Collected data entries:
---------------
PR #3302, opened 2025-11-12
Cli integration

grumbach:
✅ review/merge AFTER #3295

- integrates merkle payments in the autonomi lib
- integrates merkle payments in the CLI

### DIFF
--- a/ant-cli/src/commands/file.rs
+++ b/ant-cli/src/commands/file.rs
@@ -339,7 +339,7 @@ async fn upload_dir_merkle(
     };
 
     // Upload files with Merkle payment
-    let results = client
+    let (amount_paid, results) = client
         .files_put_with_merkle_payment(dir_path.clone(), public, payment_option)
         .await
         .map_err(|e| {
@@ -353,6 +353,10 @@ async fn upload_dir_merkle(
                 "Merkle payment error: {e}"
             )))
         })?;
+
+    // Display the Merkle payment cost
+    println!("Total cost: {amount_paid} AttoTokens");
+    info!("Merkle payment cost: {amount_paid}");
 
     // Create payment option for archive uploads
     let payment_option = PaymentOption::Wallet(wallet.clone());
--- a/ant-cli/src/commands/file.rs
+++ b/ant-cli/src/commands/file.rs
@@ -6,7 +6,7 @@
 // KIND, either express or implied. Please review the Licences for the specific language governing
 // permissions and limitations relating to use of the SAFE Network Software.
 
-use crate::access::cached_payments;
+use crate::access::{cached_merkle_payments, cached_payments};
 use crate::actions::NetworkContext;
 use crate::args::max_fee_per_gas::{MaxFeePerGasParam, get_max_fee_per_gas_from_opt_param};
 use crate::exit_code::{ExitCodeError, FEES_ERROR, IO_ERROR, upload_exit_code};
@@ -14,6 +14,7 @@ use crate::utils::collect_upload_summary;
 use crate::wallet::load_wallet;
 use autonomi::client::PutError;
 use autonomi::client::analyze::Analysis;
+use autonomi::client::merkle_payments::{MerkleFilePutError, MerklePaymentOption};
 use autonomi::client::payment::PaymentOption;
 use autonomi::files::UploadError;
 use autonomi::networking::{Quorum, RetryStrategy};
@@ -27,18 +28,23 @@ const MAX_ADDRESSES_TO_PRINT: usize = 3;
 pub async fn cost(
     file: &str,
     network_context: NetworkContext,
+    merkle: bool,
     use_standard_payment: bool,
 ) -> Result<()> {
     let mut client = crate::actions::connect_to_network(network_context)
         .await
         .map_err(|(err, _)| err)?;
 
-    // Configure payment mode - default is SingleNode, only override if Standard is requested
-    if use_standard_payment {
-        client = client.with_payment_mode(PaymentMode::Standard);
-        println!("💳 Using standard payment mode (pays 3 nodes individually)");
+    if merkle {
+        println!("🌳 Estimating cost with Merkle batch payment mode");
     } else {
-        println!("🎯 Using single node payment mode (default - saves gas fees)");
+        // Configure payment mode - default is SingleNode, only override if Standard is requested
+        if use_standard_payment {
+            client = client.with_payment_mode(PaymentMode::Standard);
+            println!("💳 Using standard payment mode (pays 3 nodes individually)");
+        } else {
+            println!("🎯 Using single node payment mode (default - saves gas fees)");
+        }
     }
 
     println!("Getting upload cost...");
@@ -54,6 +60,7 @@ pub async fn cost(
     Ok(())
 }
 
+#[allow(clippy::too_many_arguments)]
 pub async fn upload(
     file: &str,
     public: bool,
@@ -61,6 +68,7 @@ pub async fn upload(
     network_context: NetworkContext,
     max_fee_per_gas_param: Option<MaxFeePerGasParam>,
     retry_failed: u64,
+    merkle: bool,
     use_standard_payment: bool,
 ) -> Result<(), ExitCodeError> {
     let config = ClientOperatingStrategy::new();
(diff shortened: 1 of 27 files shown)


ant-cli/src/commands/file.rs
```diff
@@ -27,18 +28,23 @@ const MAX_ADDRESSES_TO_PRINT: usize = 3;
...
-        client = client.with_payment_mode(PaymentMode::Standard);
-        println!("💳 Using standard payment mode (pays 3 nodes individually)");
+    if merkle {
+        println!("🌳 Estimating cost with Merkle batch payment mode");
     } else {
-        println!("🎯 Using single node payment mode (default - saves gas fees)");
+        // Configure payment mode - default is SingleNode, only override if Standard is requested
+        if use_standard_payment {
+            client = client.with_payment_mode(PaymentMode::Standard);
+            println!("💳 Using standard payment mode (pays 3 nodes individually)");
```
maqi, line 44: message shall be consistent.
`Estimating cost with ...`

ant-cli/src/commands/file.rs
```diff
@@ -278,6 +307,116 @@ async fn upload_dir(
...
+        })?;
+
+    // Display the Merkle payment cost
+    println!("Total cost: {amount_paid} AttoTokens");
+    info!("Merkle payment cost: {amount_paid}");
+
+    // Create payment option for archive uploads
+    let payment_option = PaymentOption::Wallet(wallet.clone());
+
+    if public {
```
maqi, line 364: this looks like a certain duplicated code block, that got used in other places as well ?

ant-cli/src/commands/file.rs
```diff
@@ -278,6 +307,116 @@ async fn upload_dir(
     }
 }
 
+/// Uploads a file or directory to the network using Merkle batch payment.
+/// Single files are uploaded without an archive, directories are uploaded with an archive.
+/// The no_archive argument can be used to skip the archive upload.
+/// Returns the archive address if any and the address to access the data.
```
maqi, line 313: seems in case of no-archive or multiple, a place holder string will be returned ?
```
Ok(("no-archive".to_string(), "multiple addresses".to_string()))
```
Which, better make the comment more accurate ?

ant-evm/src/merkle_payments/merkle_payment.rs
```diff
@@ -210,7 +208,7 @@ impl MerklePaymentCandidatePool {
             bytes.extend_from_slice(&node.to_bytes());
         }
 
-        XorName::from_content(&bytes)
+        XorName::from_content(&bytes).0
```
maqi, line 211: shall use proper PoolHash, instead of the XorName as a shortcut ?

ant-node/src/put_validation.rs
```diff
@@ -1147,7 +1148,38 @@ impl Node {
...
+                );
+                error!("{error_msg}");
+                return Err(PutValidationError::MerklePaymentVerificationFailed {
+                    record_key: pretty_key.clone().into_owned(),
+                    error: error_msg,
+                });
+            }
+        };
+
+        if proof.address != target_xorname {
```
maqi, line 1169: compare `proof.address.0 != target_address.as_bytes()` will be more convenient ?

autonomi/src/client/config.rs
```diff
@@ -21,7 +21,7 @@ pub(crate) static CHUNK_UPLOAD_BATCH_SIZE: LazyLock<usize> = LazyLock::new(|| {
     let batch_size = std::env::var("CHUNK_UPLOAD_BATCH_SIZE")
         .ok()
         .and_then(|s| s.parse().ok())
-        .unwrap_or(1);
+        .unwrap_or(16);
```
maqi, line 24: changing this will affect performance measurement/comparsion against the current.
better leave it as it is, and change it as a separate PR

autonomi/src/client/merkle_payments/file.rs
```diff
@@ -0,0 +1,215 @@
...
+    #[error("Upload error: {err}")]
+    Upload {
+        err: MerklePutError,
+        receipt: MerklePaymentReceipt,
+    },
+}
+
+impl Client {
+    /// Pay for a directory of files with Merkle batch payments
+    pub async fn file_pay_with_merkle_payment(
```
maqi, line 47: I am not sure, but having entire individual file/directory handling just because of switching payment scheme indicates some infrastructure design issue.
and will cause maintainance hassle, which one problem has to be duplicated fixed in various working flows.

autonomi/src/client/merkle_payments/file.rs
```diff
@@ -0,0 +1,215 @@
...
+    /// # Arguments
+    /// * `path` - The path to the directory to upload
+    /// * `is_public` - Whether the files are uploaded as public
+    /// * `payment` - The payment option (wallet or cached receipt)
+    ///
+    /// # Returns
+    /// * Tuple of (amount_paid, results) where:
+    ///   - `amount_paid` - Total amount paid for the Merkle batch (in AttoTokens)
+    ///   - `results` - Vector of (relative_path, datamap, metadata) tuples for each uploaded file
+    pub async fn files_put_with_merkle_payment(
```
maqi, line 125: `files_put_with_merkle_payment` and `file_put_with_merkle_payment` shall be able to be merged ?
and,
what's the diff between `directory_upload` with `files_put` ?

autonomi/src/client/merkle_payments/payments.rs
```diff
@@ -0,0 +1,283 @@
...
+                        peer,
+                        data_type_index,
+                        data_size,
+                        merkle_payment_timestamp,
+                    )
+                    .await
+            });
+        }
+
+        // Collect all candidates - error out immediately if ANY request fails
```
maqi, line 124: failure on signle error out could be risky when working against the mainnet

autonomi/src/client/merkle_payments/payments.rs
```diff
@@ -0,0 +1,283 @@
...
+        );
+
+        // Phase 4: Submit payment to smart contract
+        let pool_commitments: Vec<PoolCommitment> = candidate_pools
+            .iter()
+            .map(|pool| pool.to_commitment())
+            .collect();
+
+        // Make sure nobody else can use the wallet while we are paying
+        debug!("Waiting for wallet lock");
```
maqi, line 234: this shall be done by the evm crate, instead here ?

autonomi/src/networking/driver/task_handler.rs
```diff
@@ -489,6 +525,14 @@ impl TaskHandler {
             responder
                 .send(Ok(None))
                 .map_err(|_| TaskHandlerError::NetworkClientDropped(format!("{id:?}")))?;
+        // Get Merkle candidate quote case
+        } else if let Some(responder) = self.get_merkle_candidate_quote.remove(&id) {
```
maqi, line 529: this now becomes a longer and longer if-else clause now.
ideally, a general req/resp dispatcher shall be used instead

ant-cli/src/commands/file.rs
grumbach: Make sense!

ant-cli/src/commands/file.rs
grumbach: It is indeed very similar to the normal upload flow, only difference being the result format deep within the loop. I wanted to keep it simple for now but there is indeed room for improvement!

ant-evm/src/merkle_payments/merkle_payment.rs
grumbach: I used XorName as a hashing algo for `PoolHash` although we could indeed use something else. XorName is also used for the tree generation and is fail proof which is convenient, but I'm open to using another algo as long as it is deterministic. Any preferences?

autonomi/src/client/merkle_payments/file.rs
grumbach: The flow is very complex as it is and will need a SERIOUS refactor as you suggest, which is the reason why I created a new function from scratch to avoid adding to the existing complexity so we can clean this up more easily.

autonomi/src/client/merkle_payments/file.rs
grumbach: 100% agreed! This was fixed in a later commit!

autonomi/src/client/merkle_payments/payments.rs
grumbach: 100% agree, this was fixed here: https://github.com/maidsafe/autonomi/pull/3310/commits/c123569de41eb6c2c161a91cf3bc4e72b8ae0f1d

autonomi/src/client/merkle_payments/payments.rs
grumbach: The wallet lock is always done in the autonomi layer which is why I implemented it here, are you suggesting that we move all the wallet locks to the evm crate?

autonomi/src/networking/driver/task_handler.rs
grumbach: Agreed, I will do some refactoring in here. Although if we use a general req/resp dispatcher, we need to keep it an implementation detail that doesn't surface to the user as it will hurt the API's usability.

ant-evm/src/merkle_payments/merkle_payment.rs
maqi: we shall avoid further abuse the usage of XorName, which has been abused too much already.
better started from this kind of direct hashing usage

autonomi/src/client/merkle_payments/payments.rs
maqi: > are you suggesting that we move all the wallet locks to the evm crate?

Yes, unless there is other concerns prevents doing so ?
---------------
▶ Task details
A single number is asked for: how many lines in the entries above hold the string "very".

▶ Answer to this task
2